= TASK TO CARRY OUT =
Your task is to copy each line of the material below that includes "github".

"""

PR #1441, opened 2016-07-18
converge permissions for INSERT query onto "riak_ts.put"

hmmr:
Because an INSERT query is essentially a batch put, the two API calls should be identified by a single permission atom (`"riak_ts.put"`).

@javajolt can deal with in a snap.

### DIFF
--- a/src/riak_kv_ts_api.erl
+++ b/src/riak_kv_ts_api.erl
@@ -64,7 +64,7 @@ api_call_to_perm(put) ->
 api_call_to_perm(delete) ->
     "riak_ts.delete";
 api_call_to_perm(listkeys) ->
-    "riak_ts.listkeys";
+    "riak_ts.list_keys";
 api_call_to_perm(coverage) ->
     "riak_ts.coverage";
 api_call_to_perm(query_create_table) ->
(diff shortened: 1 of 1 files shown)


macintux:
I like this approach but there are more changes needed to fix the `list_keys` problem. E.g. https://github.com/basho/riak_kv/blob/riak_ts-develop/src/riak_kv_wm_timeseries_listkeys.erl#L91

hmmr:
`riak_kv_ts_api:api_call_to_perm(listkeys)` now correctly returns `"riak_ts.list_keys"`. What else can be the problem here?

macintux:
You're right, I wasn't thinking clearly.

It would be nice to see the string and atom be consistent, but I can live with it.

hazen:
@hmmr We should be sure that `listkeys` is changed to `list_keys` everywhere else

hazen:
In fact, I would prefer to see this as two separate PRs: one for insert permission and the other for the listkey name change

hmmr:
@javajolt The spelling for this atom is corrected in https://github.com/basho/riak_kv/pull/1443.

macintux:
:+1: 741257a

macintux:
@borshop merge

"""

= ANSWER =
I like this approach but there are more changes needed to fix the `list_keys` problem. E.g. https://github.com/basho/riak_kv/blob/riak_ts-develop/src/riak_kv_wm_timeseries_listkeys.erl#L91
@javajolt The spelling for this atom is corrected in https://github.com/basho/riak_kv/pull/1443.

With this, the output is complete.